[Directions]: Output the entire listing that follows verbatim.

[Data records]:
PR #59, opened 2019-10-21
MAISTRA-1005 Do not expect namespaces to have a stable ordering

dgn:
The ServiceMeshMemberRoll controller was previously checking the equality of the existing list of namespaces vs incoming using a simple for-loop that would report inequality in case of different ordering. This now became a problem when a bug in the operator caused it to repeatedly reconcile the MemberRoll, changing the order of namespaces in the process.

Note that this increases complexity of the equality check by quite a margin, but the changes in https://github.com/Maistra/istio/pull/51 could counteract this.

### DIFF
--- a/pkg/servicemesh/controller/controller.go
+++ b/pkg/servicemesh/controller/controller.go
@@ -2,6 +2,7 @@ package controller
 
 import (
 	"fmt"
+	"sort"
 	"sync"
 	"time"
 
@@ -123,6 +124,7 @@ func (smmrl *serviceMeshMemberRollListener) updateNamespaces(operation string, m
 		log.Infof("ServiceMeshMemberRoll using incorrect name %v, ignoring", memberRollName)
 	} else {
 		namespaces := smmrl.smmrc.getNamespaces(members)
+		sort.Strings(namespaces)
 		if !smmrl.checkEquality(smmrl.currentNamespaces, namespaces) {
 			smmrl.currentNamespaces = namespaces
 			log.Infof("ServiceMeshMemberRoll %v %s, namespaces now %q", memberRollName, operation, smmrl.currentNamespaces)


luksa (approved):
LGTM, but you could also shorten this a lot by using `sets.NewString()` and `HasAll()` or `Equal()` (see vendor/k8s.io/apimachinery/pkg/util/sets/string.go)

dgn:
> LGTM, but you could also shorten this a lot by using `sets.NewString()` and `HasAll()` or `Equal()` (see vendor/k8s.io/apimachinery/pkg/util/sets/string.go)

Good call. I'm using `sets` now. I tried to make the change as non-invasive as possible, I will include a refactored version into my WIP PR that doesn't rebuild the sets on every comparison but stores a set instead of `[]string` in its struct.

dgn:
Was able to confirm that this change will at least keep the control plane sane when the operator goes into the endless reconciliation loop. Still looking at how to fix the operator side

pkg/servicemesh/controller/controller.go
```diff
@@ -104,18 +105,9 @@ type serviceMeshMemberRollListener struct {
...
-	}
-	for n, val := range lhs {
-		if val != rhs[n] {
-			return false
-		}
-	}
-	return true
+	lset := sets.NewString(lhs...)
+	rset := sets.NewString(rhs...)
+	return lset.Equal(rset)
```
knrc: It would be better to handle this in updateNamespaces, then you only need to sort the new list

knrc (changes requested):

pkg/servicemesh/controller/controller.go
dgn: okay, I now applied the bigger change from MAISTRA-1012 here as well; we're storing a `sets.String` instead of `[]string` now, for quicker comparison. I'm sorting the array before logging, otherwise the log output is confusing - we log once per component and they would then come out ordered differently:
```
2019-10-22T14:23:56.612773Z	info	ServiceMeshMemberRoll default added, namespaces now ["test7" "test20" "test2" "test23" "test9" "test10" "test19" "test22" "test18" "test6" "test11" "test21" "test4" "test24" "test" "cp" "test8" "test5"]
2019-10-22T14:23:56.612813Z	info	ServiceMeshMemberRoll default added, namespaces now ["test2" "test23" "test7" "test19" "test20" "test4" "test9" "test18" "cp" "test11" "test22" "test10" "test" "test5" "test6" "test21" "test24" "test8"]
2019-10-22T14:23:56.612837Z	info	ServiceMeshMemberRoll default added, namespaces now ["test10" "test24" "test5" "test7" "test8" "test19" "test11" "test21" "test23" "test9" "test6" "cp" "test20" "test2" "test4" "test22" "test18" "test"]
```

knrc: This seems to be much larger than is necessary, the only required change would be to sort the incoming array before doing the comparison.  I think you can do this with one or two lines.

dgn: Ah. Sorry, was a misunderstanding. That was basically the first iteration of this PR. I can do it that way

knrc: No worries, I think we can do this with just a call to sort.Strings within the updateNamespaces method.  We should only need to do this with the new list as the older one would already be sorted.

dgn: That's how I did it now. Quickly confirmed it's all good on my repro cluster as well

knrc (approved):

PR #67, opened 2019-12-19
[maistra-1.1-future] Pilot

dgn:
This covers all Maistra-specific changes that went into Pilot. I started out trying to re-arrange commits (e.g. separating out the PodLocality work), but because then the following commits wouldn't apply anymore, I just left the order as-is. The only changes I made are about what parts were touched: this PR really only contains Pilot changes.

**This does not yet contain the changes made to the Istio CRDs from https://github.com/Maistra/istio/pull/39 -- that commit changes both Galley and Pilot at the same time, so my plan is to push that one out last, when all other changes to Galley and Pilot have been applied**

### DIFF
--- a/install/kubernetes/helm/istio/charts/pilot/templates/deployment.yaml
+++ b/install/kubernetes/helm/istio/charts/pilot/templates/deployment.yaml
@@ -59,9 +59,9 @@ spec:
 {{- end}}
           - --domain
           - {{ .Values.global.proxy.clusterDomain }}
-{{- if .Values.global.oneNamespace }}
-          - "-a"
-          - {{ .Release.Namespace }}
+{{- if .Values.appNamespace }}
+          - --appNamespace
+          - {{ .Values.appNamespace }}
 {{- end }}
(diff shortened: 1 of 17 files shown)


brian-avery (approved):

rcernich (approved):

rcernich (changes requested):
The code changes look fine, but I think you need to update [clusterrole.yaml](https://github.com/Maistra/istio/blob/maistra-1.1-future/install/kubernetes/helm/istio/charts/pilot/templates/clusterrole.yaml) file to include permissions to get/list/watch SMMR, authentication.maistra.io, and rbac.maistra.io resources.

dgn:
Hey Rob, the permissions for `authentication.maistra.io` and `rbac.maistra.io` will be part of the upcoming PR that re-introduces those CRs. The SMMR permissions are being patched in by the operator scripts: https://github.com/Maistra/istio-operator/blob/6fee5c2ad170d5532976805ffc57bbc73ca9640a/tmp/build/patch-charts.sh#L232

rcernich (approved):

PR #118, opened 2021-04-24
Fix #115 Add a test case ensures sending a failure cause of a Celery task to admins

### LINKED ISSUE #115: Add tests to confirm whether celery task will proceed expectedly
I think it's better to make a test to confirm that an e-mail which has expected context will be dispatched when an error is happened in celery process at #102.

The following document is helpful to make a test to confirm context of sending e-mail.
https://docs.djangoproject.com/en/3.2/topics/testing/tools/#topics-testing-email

[Exercise answer]:
PR #59, opened 2019-10-21
MAISTRA-1005 Do not expect namespaces to have a stable ordering

dgn:
The ServiceMeshMemberRoll controller was previously checking the equality of the existing list of namespaces vs incoming using a simple for-loop that would report inequality in case of different ordering. This now became a problem when a bug in the operator caused it to repeatedly reconcile the MemberRoll, changing the order of namespaces in the process.

Note that this increases complexity of the equality check by quite a margin, but the changes in https://github.com/Maistra/istio/pull/51 could counteract this.

### DIFF
--- a/pkg/servicemesh/controller/controller.go
+++ b/pkg/servicemesh/controller/controller.go
@@ -2,6 +2,7 @@ package controller
 
 import (
 	"fmt"
+	"sort"
 	"sync"
 	"time"
 
@@ -123,6 +124,7 @@ func (smmrl *serviceMeshMemberRollListener) updateNamespaces(operation string, m
 		log.Infof("ServiceMeshMemberRoll using incorrect name %v, ignoring", memberRollName)
 	} else {
 		namespaces := smmrl.smmrc.getNamespaces(members)
+		sort.Strings(namespaces)
 		if !smmrl.checkEquality(smmrl.currentNamespaces, namespaces) {
 			smmrl.currentNamespaces = namespaces
 			log.Infof("ServiceMeshMemberRoll %v %s, namespaces now %q", memberRollName, operation, smmrl.currentNamespaces)


luksa (approved):
LGTM, but you could also shorten this a lot by using `sets.NewString()` and `HasAll()` or `Equal()` (see vendor/k8s.io/apimachinery/pkg/util/sets/string.go)

dgn:
> LGTM, but you could also shorten this a lot by using `sets.NewString()` and `HasAll()` or `Equal()` (see vendor/k8s.io/apimachinery/pkg/util/sets/string.go)

Good call. I'm using `sets` now. I tried to make the change as non-invasive as possible, I will include a refactored version into my WIP PR that doesn't rebuild the sets on every comparison but stores a set instead of `[]string` in its struct.

dgn:
Was able to confirm that this change will at least keep the control plane sane when the operator goes into the endless reconciliation loop. Still looking at how to fix the operator side

pkg/servicemesh/controller/controller.go
```diff
@@ -104,18 +105,9 @@ type serviceMeshMemberRollListener struct {
...
-	}
-	for n, val := range lhs {
-		if val != rhs[n] {
-			return false
-		}
-	}
-	return true
+	lset := sets.NewString(lhs...)
+	rset := sets.NewString(rhs...)
+	return lset.Equal(rset)
```
knrc: It would be better to handle this in updateNamespaces, then you only need to sort the new list

knrc (changes requested):

pkg/servicemesh/controller/controller.go
dgn: okay, I now applied the bigger change from MAISTRA-1012 here as well; we're storing a `sets.String` instead of `[]string` now, for quicker comparison. I'm sorting the array before logging, otherwise the log output is confusing - we log once per component and they would then come out ordered differently:
```
2019-10-22T14:23:56.612773Z	info	ServiceMeshMemberRoll default added, namespaces now ["test7" "test20" "test2" "test23" "test9" "test10" "test19" "test22" "test18" "test6" "test11" "test21" "test4" "test24" "test" "cp" "test8" "test5"]
2019-10-22T14:23:56.612813Z	info	ServiceMeshMemberRoll default added, namespaces now ["test2" "test23" "test7" "test19" "test20" "test4" "test9" "test18" "cp" "test11" "test22" "test10" "test" "test5" "test6" "test21" "test24" "test8"]
2019-10-22T14:23:56.612837Z	info	ServiceMeshMemberRoll default added, namespaces now ["test10" "test24" "test5" "test7" "test8" "test19" "test11" "test21" "test23" "test9" "test6" "cp" "test20" "test2" "test4" "test22" "test18" "test"]
```

knrc: This seems to be much larger than is necessary, the only required change would be to sort the incoming array before doing the comparison.  I think you can do this with one or two lines.

dgn: Ah. Sorry, was a misunderstanding. That was basically the first iteration of this PR. I can do it that way

knrc: No worries, I think we can do this with just a call to sort.Strings within the updateNamespaces method.  We should only need to do this with the new list as the older one would already be sorted.

dgn: That's how I did it now. Quickly confirmed it's all good on my repro cluster as well

knrc (approved):

PR #67, opened 2019-12-19
[maistra-1.1-future] Pilot

dgn:
This covers all Maistra-specific changes that went into Pilot. I started out trying to re-arrange commits (e.g. separating out the PodLocality work), but because then the following commits wouldn't apply anymore, I just left the order as-is. The only changes I made are about what parts were touched: this PR really only contains Pilot changes.

**This does not yet contain the changes made to the Istio CRDs from https://github.com/Maistra/istio/pull/39 -- that commit changes both Galley and Pilot at the same time, so my plan is to push that one out last, when all other changes to Galley and Pilot have been applied**

### DIFF
--- a/install/kubernetes/helm/istio/charts/pilot/templates/deployment.yaml
+++ b/install/kubernetes/helm/istio/charts/pilot/templates/deployment.yaml
@@ -59,9 +59,9 @@ spec:
 {{- end}}
           - --domain
           - {{ .Values.global.proxy.clusterDomain }}
-{{- if .Values.global.oneNamespace }}
-          - "-a"
-          - {{ .Release.Namespace }}
+{{- if .Values.appNamespace }}
+          - --appNamespace
+          - {{ .Values.appNamespace }}
 {{- end }}
(diff shortened: 1 of 17 files shown)


brian-avery (approved):

rcernich (approved):

rcernich (changes requested):
The code changes look fine, but I think you need to update [clusterrole.yaml](https://github.com/Maistra/istio/blob/maistra-1.1-future/install/kubernetes/helm/istio/charts/pilot/templates/clusterrole.yaml) file to include permissions to get/list/watch SMMR, authentication.maistra.io, and rbac.maistra.io resources.

dgn:
Hey Rob, the permissions for `authentication.maistra.io` and `rbac.maistra.io` will be part of the upcoming PR that re-introduces those CRs. The SMMR permissions are being patched in by the operator scripts: https://github.com/Maistra/istio-operator/blob/6fee5c2ad170d5532976805ffc57bbc73ca9640a/tmp/build/patch-charts.sh#L232

rcernich (approved):

PR #118, opened 2021-04-24
Fix #115 Add a test case ensures sending a failure cause of a Celery task to admins

### LINKED ISSUE #115: Add tests to confirm whether celery task will proceed expectedly
I think it's better to make a test to confirm that an e-mail which has expected context will be dispatched when an error is happened in celery process at #102.

The following document is helpful to make a test to confirm context of sending e-mail.
https://docs.djangoproject.com/en/3.2/topics/testing/tools/#topics-testing-email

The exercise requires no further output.